- **Task requirements**
Your answer is the lines below, exactly, from the one that contains "visual design will" through the one that contains "quality or performance.", both included.

━━━━━ Information shown

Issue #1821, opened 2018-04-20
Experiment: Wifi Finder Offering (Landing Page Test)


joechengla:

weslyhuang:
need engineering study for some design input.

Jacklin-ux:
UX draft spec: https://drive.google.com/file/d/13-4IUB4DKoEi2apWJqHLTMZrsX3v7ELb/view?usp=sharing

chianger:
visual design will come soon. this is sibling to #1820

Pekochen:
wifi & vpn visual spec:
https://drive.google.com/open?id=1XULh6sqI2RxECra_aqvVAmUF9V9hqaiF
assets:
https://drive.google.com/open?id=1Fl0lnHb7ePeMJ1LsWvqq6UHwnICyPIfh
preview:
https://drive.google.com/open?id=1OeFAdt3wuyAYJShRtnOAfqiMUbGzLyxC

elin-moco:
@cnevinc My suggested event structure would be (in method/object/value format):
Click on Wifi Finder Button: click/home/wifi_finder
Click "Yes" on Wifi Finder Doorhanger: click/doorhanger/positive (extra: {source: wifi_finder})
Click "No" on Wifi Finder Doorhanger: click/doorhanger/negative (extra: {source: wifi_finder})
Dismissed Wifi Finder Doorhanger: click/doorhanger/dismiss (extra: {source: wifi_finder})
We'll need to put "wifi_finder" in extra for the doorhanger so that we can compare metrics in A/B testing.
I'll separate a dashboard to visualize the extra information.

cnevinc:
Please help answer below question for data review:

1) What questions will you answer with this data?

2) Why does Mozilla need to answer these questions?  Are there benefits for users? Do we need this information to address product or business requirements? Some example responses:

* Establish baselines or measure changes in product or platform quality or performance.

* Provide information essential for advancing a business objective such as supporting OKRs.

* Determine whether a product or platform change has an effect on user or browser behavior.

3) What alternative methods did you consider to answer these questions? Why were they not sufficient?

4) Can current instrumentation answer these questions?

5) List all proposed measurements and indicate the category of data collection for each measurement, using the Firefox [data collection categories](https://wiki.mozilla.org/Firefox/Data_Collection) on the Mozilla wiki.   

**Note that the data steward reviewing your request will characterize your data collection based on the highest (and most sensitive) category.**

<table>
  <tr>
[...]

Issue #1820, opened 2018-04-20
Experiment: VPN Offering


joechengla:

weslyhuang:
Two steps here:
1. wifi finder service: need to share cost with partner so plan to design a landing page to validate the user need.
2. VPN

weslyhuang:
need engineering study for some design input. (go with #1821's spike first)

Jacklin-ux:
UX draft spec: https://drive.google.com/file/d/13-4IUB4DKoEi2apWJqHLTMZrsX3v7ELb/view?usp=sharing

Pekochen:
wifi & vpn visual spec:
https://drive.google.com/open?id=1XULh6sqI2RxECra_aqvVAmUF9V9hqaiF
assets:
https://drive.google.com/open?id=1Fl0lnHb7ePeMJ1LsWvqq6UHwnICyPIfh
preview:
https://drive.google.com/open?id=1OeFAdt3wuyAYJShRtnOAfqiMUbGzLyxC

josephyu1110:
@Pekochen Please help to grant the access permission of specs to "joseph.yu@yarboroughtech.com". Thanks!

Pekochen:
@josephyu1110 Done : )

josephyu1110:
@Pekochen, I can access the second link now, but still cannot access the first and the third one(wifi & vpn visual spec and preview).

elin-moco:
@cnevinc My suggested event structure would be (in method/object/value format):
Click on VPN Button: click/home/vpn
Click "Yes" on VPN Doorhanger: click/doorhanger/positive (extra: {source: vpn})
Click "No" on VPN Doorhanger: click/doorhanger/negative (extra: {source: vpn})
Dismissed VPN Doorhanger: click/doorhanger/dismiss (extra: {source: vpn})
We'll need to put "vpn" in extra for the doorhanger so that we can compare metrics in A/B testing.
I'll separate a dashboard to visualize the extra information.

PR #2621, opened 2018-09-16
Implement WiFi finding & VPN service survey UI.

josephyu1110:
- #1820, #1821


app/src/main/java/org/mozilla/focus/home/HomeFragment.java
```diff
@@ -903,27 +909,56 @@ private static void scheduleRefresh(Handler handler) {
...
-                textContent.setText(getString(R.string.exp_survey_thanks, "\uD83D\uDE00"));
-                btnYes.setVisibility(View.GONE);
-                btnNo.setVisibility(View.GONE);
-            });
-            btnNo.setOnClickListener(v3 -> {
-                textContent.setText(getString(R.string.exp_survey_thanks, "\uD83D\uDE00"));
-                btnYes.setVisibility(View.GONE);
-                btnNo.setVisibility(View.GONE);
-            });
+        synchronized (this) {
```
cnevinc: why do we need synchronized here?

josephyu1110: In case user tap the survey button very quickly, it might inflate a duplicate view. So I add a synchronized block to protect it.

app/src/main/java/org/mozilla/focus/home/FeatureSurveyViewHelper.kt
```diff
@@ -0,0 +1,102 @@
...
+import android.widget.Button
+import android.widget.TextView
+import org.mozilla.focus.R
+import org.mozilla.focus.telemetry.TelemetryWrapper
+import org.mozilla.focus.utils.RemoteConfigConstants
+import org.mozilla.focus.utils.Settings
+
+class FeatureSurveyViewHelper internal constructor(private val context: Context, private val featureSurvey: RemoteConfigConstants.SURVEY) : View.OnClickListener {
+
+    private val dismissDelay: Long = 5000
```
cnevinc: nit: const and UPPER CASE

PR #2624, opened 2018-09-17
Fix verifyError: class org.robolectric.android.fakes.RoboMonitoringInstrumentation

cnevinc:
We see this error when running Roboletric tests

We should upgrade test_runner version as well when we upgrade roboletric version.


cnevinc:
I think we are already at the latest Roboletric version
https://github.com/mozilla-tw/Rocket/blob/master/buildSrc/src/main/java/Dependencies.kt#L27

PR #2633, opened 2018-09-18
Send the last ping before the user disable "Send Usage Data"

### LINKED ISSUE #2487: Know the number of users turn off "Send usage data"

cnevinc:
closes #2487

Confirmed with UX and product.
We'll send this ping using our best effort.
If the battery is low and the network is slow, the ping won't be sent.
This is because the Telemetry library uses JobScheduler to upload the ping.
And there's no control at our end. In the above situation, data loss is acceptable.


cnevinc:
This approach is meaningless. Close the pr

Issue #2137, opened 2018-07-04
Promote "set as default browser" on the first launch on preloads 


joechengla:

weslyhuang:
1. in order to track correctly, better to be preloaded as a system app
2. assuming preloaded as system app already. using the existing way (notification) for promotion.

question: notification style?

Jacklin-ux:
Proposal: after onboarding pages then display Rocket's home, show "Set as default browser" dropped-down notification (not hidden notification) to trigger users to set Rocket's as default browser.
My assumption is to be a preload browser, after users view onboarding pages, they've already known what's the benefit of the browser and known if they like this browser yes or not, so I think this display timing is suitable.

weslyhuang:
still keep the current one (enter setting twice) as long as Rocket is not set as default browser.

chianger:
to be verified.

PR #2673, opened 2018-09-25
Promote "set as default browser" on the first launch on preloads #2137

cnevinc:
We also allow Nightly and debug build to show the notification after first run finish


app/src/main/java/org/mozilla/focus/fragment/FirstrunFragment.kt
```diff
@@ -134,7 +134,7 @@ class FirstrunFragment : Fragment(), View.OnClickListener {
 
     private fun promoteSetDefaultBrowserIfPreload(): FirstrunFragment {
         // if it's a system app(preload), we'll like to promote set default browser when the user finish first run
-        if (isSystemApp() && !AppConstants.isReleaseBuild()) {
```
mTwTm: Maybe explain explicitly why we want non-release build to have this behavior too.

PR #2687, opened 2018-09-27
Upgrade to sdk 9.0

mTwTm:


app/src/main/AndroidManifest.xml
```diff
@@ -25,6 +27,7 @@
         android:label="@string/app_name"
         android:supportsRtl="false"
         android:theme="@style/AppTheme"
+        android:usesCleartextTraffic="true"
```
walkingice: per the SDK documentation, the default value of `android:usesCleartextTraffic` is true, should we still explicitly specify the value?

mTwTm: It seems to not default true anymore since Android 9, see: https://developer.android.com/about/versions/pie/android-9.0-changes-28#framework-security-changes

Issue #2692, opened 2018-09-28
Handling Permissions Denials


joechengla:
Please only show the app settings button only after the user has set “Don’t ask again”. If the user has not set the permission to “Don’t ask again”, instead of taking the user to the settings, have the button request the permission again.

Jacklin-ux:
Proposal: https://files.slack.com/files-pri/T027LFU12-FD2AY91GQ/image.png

━━━━━━━━━━

- **Written reply**
visual design will come soon. this is sibling to #1820

Pekochen:
wifi & vpn visual spec:
https://drive.google.com/open?id=1XULh6sqI2RxECra_aqvVAmUF9V9hqaiF
assets:
https://drive.google.com/open?id=1Fl0lnHb7ePeMJ1LsWvqq6UHwnICyPIfh
preview:
https://drive.google.com/open?id=1OeFAdt3wuyAYJShRtnOAfqiMUbGzLyxC

elin-moco:
@cnevinc My suggested event structure would be (in method/object/value format):
Click on Wifi Finder Button: click/home/wifi_finder
Click "Yes" on Wifi Finder Doorhanger: click/doorhanger/positive (extra: {source: wifi_finder})
Click "No" on Wifi Finder Doorhanger: click/doorhanger/negative (extra: {source: wifi_finder})
Dismissed Wifi Finder Doorhanger: click/doorhanger/dismiss (extra: {source: wifi_finder})
We'll need to put "wifi_finder" in extra for the doorhanger so that we can compare metrics in A/B testing.
I'll separate a dashboard to visualize the extra information.

cnevinc:
Please help answer below question for data review:

1) What questions will you answer with this data?

2) Why does Mozilla need to answer these questions?  Are there benefits for users? Do we need this information to address product or business requirements? Some example responses:

* Establish baselines or measure changes in product or platform quality or performance.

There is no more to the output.